In 2007, Appellant shot and killed Eric Caldwell outside a bar in
Philadelphia. His jury trial proceeded in March 2012, with co-defendant
Rashad Ismail, at which the court admitted the preliminary hearing testimony
of Craig Gibson, an eyewitness who was murdered before Appellant’s trial. In
addition, the parties entered into a stipulation regarding Mr. Gibson’s criminal
background. Steven Cooper, Appellant’s cell mate, testified that Appellant
told him that he killed the victim because Appellant owed the victim money.
____________________________________________
* Retired Senior Judge assigned to the Superior Court. J-S08005-25
The jury found Appellant guilty of first-degree murder and a firearms offense,
and the court sentenced Appellant to life imprisonment. 1 This Court affirmed
the judgment of sentence, and our Supreme Court denied allocatur on March
5, 2014.2
Appellant filed his first unsuccessful PCRA petition in 2014 alleging, inter
alia, that trial counsel provided ineffective assistance for failing to object to
the admission of Mr. Gibson’s preliminary hearing testimony based on an
alleged agreement he had with the Commonwealth. The trial court denied
relief and this Court affirmed. See Commonwealth v. Armstrong, 2018 WL
2438317 (Pa. Super. 2018) (non-precedential decision). 3
On June 9, 2023, Appellant pro se filed the instant PCRA Petition again
alleging ineffective assistance of trial counsel for counsel’s failure to discover
alleged cooperation agreements between the Commonwealth and both Mr.

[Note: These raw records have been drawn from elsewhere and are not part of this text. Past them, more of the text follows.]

PR #91, opened 2026-07-10
Improve runtime reliability and X site tools

yule1048596-art:
## Summary

- add signed-in X bookmark collection with virtual-scroll deduplication, bounded work, and login-redirect detection
- add X post and expanded article extraction with stable status matching and output limits
- improve CDP runtime behavior by detaching temporary target sessions, removing the state/runtime circular dependency, and amortizing event-buffer compaction
- add Playwright-facade integration coverage, X usage notes, and a root CHANGELOG

## Why

ego-browser can reuse a user's authenticated browser state, but the bundled X learning lacked durable bookmark and long-form reading primitives. Long-running runtime paths also retained temporary sessions and shifted the full 10k event buffer for every overflow event.

## Developer impact

The X site skill now exposes:

- `get_bookmarks`
- `get_post`
- richer `get_timeline_posts` records with ids, URLs, handles, timestamps, and links

Existing helper behavior remains compatible. Task-space hard stops still prevent follow-up cleanup commands after user takeover.

## Validation

- `npm test` — 253/253 passing
- `npm run validate:site-skills`
- TypeScript typecheck
- Prettier check
- `npm audit` — 0 vulnerabilities
- Real-browser E2E was not run because the closed-source ego lite app / `ego-browser` command is not installed in the test environment

### DIFF
--- a/AGENTS.md
+++ b/AGENTS.md
@@ -12,7 +12,7 @@ This repo contains the open-source harness and the agent skill package — **not
 - Both paths expose the same helper surface, built by `helperContext()` in `src/helpers.ts` — the single source of truth for what agents can call (including `help()` and `agent_helpers.js` extensions).
 - `src/run.ts` executes stdin JavaScript inside an async function with the helpers injected as parameters.
 - `src/browser-runtime.ts` owns CDP transport over `ego.sendCDPMessage`, session attach/caching (2s TTL, auto re-attach on session loss), the buffered event queue (10k cap), and JS dialog tracking.
-- `src/cdp-eval.ts` provides `cdp()` and `js()` (string-expression evaluation; top-level `return` is auto-wrapped in an IIFE).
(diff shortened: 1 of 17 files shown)


WUXM5:
Hi @yule1048596-art, thank you for taking the time to investigate these issues and put together such a thoughtful PR. Your observations—particularly around authenticated X bookmarks, long-form content extraction, and runtime behavior—highlight real gaps and are genuinely helpful to us.

That said, the Learning feature is still at a very early and experimental stage. We expect its APIs, internal architecture, and overall design to change substantially, and a broader redesign or refactor is quite possible. For that reason, we’d prefer not to merge this implementation at this stage, as it could commit us to interfaces that may soon be replaced.

This is not a reflection on the quality of your work—we sincerely appreciate the care you put into the implementation, tests, and documentation. We’ll keep the use cases and feedback from this PR in mind as we continue shaping the Learning system. Thank you again for contributing and for helping us identify where the current experience can be improved.

PR #102, opened 2026-07-17
fix(ego-browser): enforce raw locator strictness

WUXM5:
## Summary

- enforce strict single-element resolution for raw CSS and raw XPath selectors
- preserve retryable zero-match behavior and explicit `first()` / `nth()` selection
- restore the runtime help and `SKILL.md` strictness contract from `3a6d33f`
- add unit and real-browser regression coverage for ambiguous actions and reads

## Root cause

The raw selector path in `buildFindElementJs` selected the first match directly, so ambiguous raw CSS/XPath actions and required reads could silently target the wrong element. The native Node/CDP layer only transports the generated expression; the cardinality invariant belongs in ego-browser's resolver.

This is the code-level follow-up to review comment 2 on #100.

## Impact

Raw single-element actions and required reads now behave consistently with the documented strict locator contract: zero matches remain retryable, exactly one match succeeds, and multiple matches fail loudly. Collection operations and explicit `first()` / `nth()` calls keep their existing behavior.

## Validation

- `npm test` — 270/270 passed
- targeted real-browser PWB-06 E2E — 8 assertions passed, plus bridge smoke
- `npm run validate:site-skills`
- `npm run validate:agent-style`
- Prettier check for changed code files
- `git diff --check`


kimblekabrain607-wq:
It's 8

PR #128, opened 2026-07-23
ci(security): prevent shell injection via github.head_ref in Main PR Source

### LINKED ISSUE #127: Security: shell script injection via github.head_ref in Main PR Source workflow
## Summary

`.github/workflows/main-pr-source.yml` interpolates the untrusted `github.head_ref` value directly into a `run:` shell block. Because a PR branch name is attacker-controlled and git permits shell metacharacters in branch names, an attacker can inject arbitrary shell commands that execute on the GitHub Actions runner.

This is the classic GitHub Actions "script injection" pattern documented in GitHub's own security hardening guide.

## Affected code

`.github/workflows/main-pr-source.yml` (lines 12-17):

```yaml
      - name: Require dev branch
        run: |
          if [ "${{ github.head_ref }}" != "dev" ]; then
            echo "Pull requests into main must come from the dev branch."
            exit 1
          fi
```

`${{ github.head_ref }}` is expanded by the Actions runner into the shell script text *before* the shell runs, so its contents are treated as code, not data.

## Why it is exploitable

- `github.head_ref` is the source branch name of the pull request, fully controlled by whoever opens the PR (including from a fork).
- `git check-ref-format` allows characters such as `$`, backtick, `(`, `)`, `;`, `&`, `|`, and `'` in branch names. So a branch name like `` `id` `` or `$(...)` is valid and survives to the workflow.

## Reproduction

1. Fork the repository.
2. Create a branch whose name is a shell payload, for example:
   ```
   git checkout -b '$(touch /tmp/pwned)'
   ```
   (any command works; a network callback such as `$(curl -s https://attacker.example/x)` demonstrates outbound exfiltration).
3. Push the branch to the fork and open a pull request targeting `main`.
4. The `require-dev-source` job runs. The rendered script becomes:
   ```sh
   if [ "$(touch /tmp/pwned)" != "dev" ]; then
   ```
   and the injected command executes on the runner before the string comparison.

## Impact

Arbitrary command execution on the CI runner. The blast radius is bounded by the trigger: this workflow uses `pull_request` (not `pull_request_target`), so the job runs with a read-only `GITHUB_TOKEN` and repository secrets are not exposed to fork PRs. The realistic impact is therefore runner abuse (compute, outbound network from the runner, tampering with that run's own workspace/cache), not secret exfiltration or write-back to the repo. It remains a genuine, trivially triggerable command-injection and should be fixed.

## Suggested fix

Pass the untrusted value through an environment variable and reference the shell variable (quoted) so it is treated as data, never as code:

```yaml
      - name: Require dev branch
        env:
          HEAD_REF: ${{ github.head_ref }}
        run: |
          if [ "$HEAD_REF" != "dev" ]; then
            echo "Pull requests into main must come from the dev branch."
            exit 1
          fi
```

This is the mitigation recommended by GitHub's "Security hardening for GitHub Actions" guidance (avoid interpolating untrusted context values directly into `run:` scripts; use intermediate environment variables).

I will open a PR with this fix against `dev`.

shani-singh1:
## Summary

The `require-dev-source` job in `.github/workflows/main-pr-source.yml` interpolated the untrusted `${{ github.head_ref }}` value directly into a `run:` shell block. A pull request author can choose the source branch name, and valid Git refs may contain shell metacharacters. If the workflow is allowed to run, a crafted branch name can therefore be interpreted as shell code before the string comparison. This is a GitHub Actions script-injection pattern.

## Related issue

Fixes #127

## Fix

Pass the untrusted value through an intermediate environment variable and compare the quoted shell variable, so the branch name is handled as data rather than code:

```yaml
      - name: Require dev branch
        env:
          HEAD_REF: ${{ github.head_ref }}
        run: |
          if [ "$HEAD_REF" != "dev" ]; then
            echo "Pull requests into main must come from the dev branch."
            exit 1
          fi
```

This follows GitHub's recommended mitigation for untrusted values used by inline scripts. Behavior is unchanged for legitimate PRs: the job still fails any PR into `main` whose source branch is not `dev`.

## Verification

- Parsed the workflow with a YAML parser after the change: the step now has `env.HEAD_REF: ${{ github.head_ref }}`, the `run` block references `"$HEAD_REF"`, and no `github.head_ref` interpolation remains inside the `run` script.
- Verified with a valid, harmless branch payload: `$(printf${IFS}PR128_INJECTION_PROVED>&2)` passes `git check-ref-format --branch`. The original script evaluates it and prints the marker; after this change, the same value is compared as a literal string and is not executed.

## Impact

- [x] No externally visible impact (CI-only change; no runtime/helper/skill surface touched)

This is runner-integrity hardening, not a repository-compromise or secret-exposure fix. Recent fork-originated runs in this repository have been held for maintainer approval (`action_required`), so the vulnerable job is not automatically triggered for those contributors. Once an affected run is approved or otherwise permitted to start, however, the vulnerable interpolation is deterministic.

The job uses a GitHub-hosted `ubuntu-latest` runner, does not check out repository code or use a cache, and fork pull requests do not receive repository secrets; their `GITHUB_TOKEN` is read-only. The realistic impact is limited to code execution within that ephemeral runner job, such as compute or outbound network use.

This PR hardens the workflow only. Making `require-dev-source` a required status check is a separate enforcement concern.

## Checklist

- [x] Relevant tests and validation commands pass locally (YAML validated; no code paths affected).
- [ ] A release-note label (`ci` requested) - I lack write access to set labels; a maintainer may need to apply it.

### DIFF
--- a/.github/workflows/main-pr-source.yml
+++ b/.github/workflows/main-pr-source.yml
@@ -10,8 +10,10 @@ jobs:
     runs-on: ubuntu-latest
     steps:
       - name: Require dev branch
+        env:
+          HEAD_REF: ${{ github.head_ref }}
         run: |
-          if [ "${{ github.head_ref }}" != "dev" ]; then
+          if [ "$HEAD_REF" != "dev" ]; then
             echo "Pull requests into main must come from the dev branch."
             exit 1
           fi


WUXM5 (commented):
The fix itself is correct — `env:` indirection plus a quoted `"$HEAD_REF"` is exactly GitHub's recommended mitigation, the change is minimal, and behavior is unchanged for legitimate PRs. Two notes.

**1. The PoC branch name in the reproduction steps is not a valid git ref**

`$(touch /tmp/pwned)` contains a space, which git rejects:

```console
$ git check-ref-format --branch '$(touch /tmp/pwned)'                      # rejected
$ git check-ref-format --branch '$(curl${IFS}-sL${IFS}http://x.io/s|bash)' # rejected
$ git check-ref-format --branch '$(id)'                                    # ok
$ git check-ref-format --branch '$(cat${IFS}/etc/passwd)'                  # ok
$ git check-ref-format --branch '$(curl${IFS}x.io/s|bash)'                 # ok
```

Refs disallow spaces, `:` and `//` (along with `~^?*[\`), so step 2 of #127 — `git checkout -b '$(touch /tmp/pwned)'` — fails locally before anything ever reaches the workflow, and the suggested `$(curl -s https://attacker.example/x)` callback is rejected for the same reason. The vulnerability is real; the payload just has to be space-free and scheme-less, e.g. `` `id` `` or `$(curl${IFS}x.io/s|bash)`. Worth correcting in both #127 and the PR description so the repro is actually runnable.

Two wording nits on impact while you're in there: this job has no `checkout` and no cache, so "tampering with that run's own workspace/cache" doesn't apply to it. And fork PRs on this repo are gated behind manual workflow approval — every fork-originated `pull_request` run in the recent history sits at `action_required` — so "trivially triggerable" overstates it: a maintainer still has to click *Approve and run workflows* first. Neither changes the conclusion, but the finding reads stronger without the overreach.

**2. Out of scope for this PR, but worth a follow-up issue: the gate isn't enforced**

`require-dev-source` is not a required status check. PR #164 was merged into `main` from `docs/browser-automation-wording` while its `Main PR Source` run concluded `failure`. Hardening the injection is the right call, but the job it protects currently blocks nothing — promoting it to a required check is the higher-value follow-up.

WUXM5:
Re-reviewed after the PR description and #127 clarification were updated. The reproduction now uses a valid Git ref, and the trigger conditions and impact are accurately scoped. The code change remains minimal and follows GitHub's recommended mitigation.

The fact that `require-dev-source` is not currently a required status check is a separate enforcement follow-up and does not block this hardening change. Approved for merge.

PR #131, opened 2026-07-23
fix(ego-browser): select the newly opened tab in openOrReuseTab

shuvamk:
## Summary

`browser.openOrReuseTab(url)` is documented as "open a URL in a new or reusable tab, then select it," and the reuse path does exactly that via `switchTab`. The new-tab path did not: it opened the tab but never selected it, so the harness session stayed attached to the previously active tab. As a result the post-open load wait targeted the wrong tab and the returned `active: true` was untruthful. This makes the new-tab path select the opened tab, matching the reuse path.

## Related issue

No existing issue. Found while auditing tab/session handling in `nav.ts`.

## Changes

- `src/driver/nav.ts`: in `openOrReuseTab`, call `await switchTab(targetId)` after opening a new tab, before waiting for load — mirroring the reuse branch.
- `src/driver/nav.test.mjs`: update the new-tab test to simulate the opened tab appearing in the tab list and assert it is activated, the stale session is invalidated, and it becomes the preferred target.

## Details

`waitForDocumentLoad()` issues `Page.getFrameTree` / `document.readyState` through `cdp()` → `browserCdp()` → `ensureSession()`. `ensureSession()` returns the cached session (2s TTL) still attached to the previously active tab. The new-tab branch called `newTab(url)` (which does not invalidate the session or set a preferred target) and then waited:

```js
const targetId = await newTab(url);
if (options.wait !== false) {
  await waitForDocumentLoad({ timeout: options.timeout ?? 20000 });
}
return { targetId, url, title: "", active: true, reused: false };
```

So `waitForDocumentLoad` polls the *old* tab's `readyState` (already `complete`) and returns immediately without waiting for the new tab, and the new tab is never selected — yet the return claims `active: true`. The reuse branch avoids this by calling `switchTab(existing.targetId)` first (which activates the target, invalidates the session, and sets it preferred). Adding the same `switchTab(targetId)` to the new-tab branch fixes the wait target, fulfills the documented "then select it," and makes `active: true` truthful.

## Verification

```text
npm test                     # 306 pass, incl. updated "openOrReuseTab selects a newly opened tab and settles it in milliseconds"
npm run validate:site-skills # ok
npm run typecheck            # clean
npx prettier --check         # clean
```

## Impact

- [ ] Site learning
- [ ] Documentation only

Behavior change is a bug fix: after opening a new tab, `openOrReuseTab` now selects it (as already documented and as the reuse path already does), so the load wait and subsequent helpers act on the intended tab. No API surface change.

## Checklist

- [x] Tests were updated for the behavior change.
- [x] Public helper JSDoc unaffected (behavior aligns with the existing "then select it" contract).
- [x] Release-note label: `fix`.

### DIFF
--- a/package/ego-browser/src/driver/nav.test.mjs
+++ b/package/ego-browser/src/driver/nav.test.mjs
@@ -141,24 +141,46 @@ test("newTab throws when the binding returns no targetId", async () => {
   );
 });
 
-test("openOrReuseTab settles a newly opened tab in milliseconds, not seconds", async () => {
+test("openOrReuseTab selects a newly opened tab and settles it in milliseconds", async () => {
   // Regression: the new-tab branch used to sleep(settle * 1000), so settle:500
   // (documented as 500ms) blocked for 500 seconds while the reuse branch
   // already treated it as milliseconds.
   const sleeps = [];
+  const cdpCalls = [];
+  let created = false;
   await withEgo(
     {
       async listTabs() {
-        return { tabs: [] }; // no match → open a new tab
+        return {
+          tabs: created
+            ? [
+                {
+                  targetId: "target-new",
+                  active: true,
+                  title: "Fresh",
+                  url: "https://example.com/fresh",
+                },
+              ]
+            : [], // no match → open a new tab
+        };
       },
       async createTab() {
+        created = true;
         return { targetId: "target-new" };
       },
     },
     async () => {
       const restore = setOverrides({
+        sessionId: "session-old",
+        sessionTargetId: "target-old",
+        sessionAt: Date.now(),
+        preferredTargetId: null,
         sleep: async (ms) => {
           sleeps.push(ms);
+        },
+        cdpOverride(method, params) {
+          cdpCalls.push({ method, params });
+          return {};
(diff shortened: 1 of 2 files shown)


shuvamk:
Closing this — on re-verification the premise doesn't hold in the runtime agents actually use.

In the `ego-browser nodejs` (SDK) runtime, `installEgoSdk` wraps `ego.createTab` (`wrapCreateTab` in `src/index.ts`) so that once `createTab` resolves it already calls `invalidateSession()` and `setPreferredTarget(newTargetId)`. So by the time `openOrReuseTab`'s new-tab branch reaches `waitForDocumentLoad()`, `ensureSession()` re-attaches to the newly opened tab — the wait does not target the previously active tab. The reuse branch needs its explicit `switchTab` precisely because it never calls `createTab`, so the asymmetry is intentional rather than a bug.

Apologies for the noise. The wrong-tab wait only reproduces in the raw `node dist/out/index.js <<JS` path (which does not run `installEgoSdk`), i.e. local debugging, not the agent path. Not worth a behavior change on its own.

Gibson and trial witness, Mr. Steven Cooper, respectively. He also asserted
that the Commonwealth improperly expunged the criminal records of Mssrs. ____________________________________________
1 The jury found Mr. Ismail not guilty of all charges.
2 Commonwealth v. Armstrong, 2013 WL 11257229 (Pa. Super. filed July
25, 2013) (non-precedential decision); appeal denied, 87 A.3d 317 (Pa. 2014).
3 This Court concluded that Appellant had waived his challenge that counsel
failed to investigate and discover the purported agreement between the Commonwealth and Gibson for failing to raise it in his Pa.R.A.P. 1925(b) statement. In a footnote, the Court nonetheless agreed with the trial court that the claim lacked merit. Commonwealth v. Armstrong, No. 2018 WL 2438317, at *7 n.11 (Pa. Super. 2018).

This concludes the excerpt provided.